* How to complete this task *
Each record that follows should be reproduced in full, character for character.
-------- Data to use
PR #456, opened 2016-10-28
[MIG] web_tree_many2one_clickable

antespi:
Addon migrated to v9

Changes:
- Migrated to new JS API
- Now all many2one are clickable by default when installing this addon.
- Read system parameter `web_tree_many2one_clickable.default` only once per view.
- Allow to disable just one field with `widget="many2one_unclickable"`

### DIFF
--- a/web_tree_many2one_clickable/__openerp__.py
----------------
* Problem solution *
PR #456, opened 2016-10-28
[MIG] web_tree_many2one_clickable

antespi:
Addon migrated to v9

Changes:
- Migrated to new JS API
- Now all many2one are clickable by default when installing this addon.
- Read system parameter `web_tree_many2one_clickable.default` only once per view.
- Allow to disable just one field with `widget="many2one_unclickable"`

### DIFF
--- a/web_tree_many2one_clickable/__openerp__.py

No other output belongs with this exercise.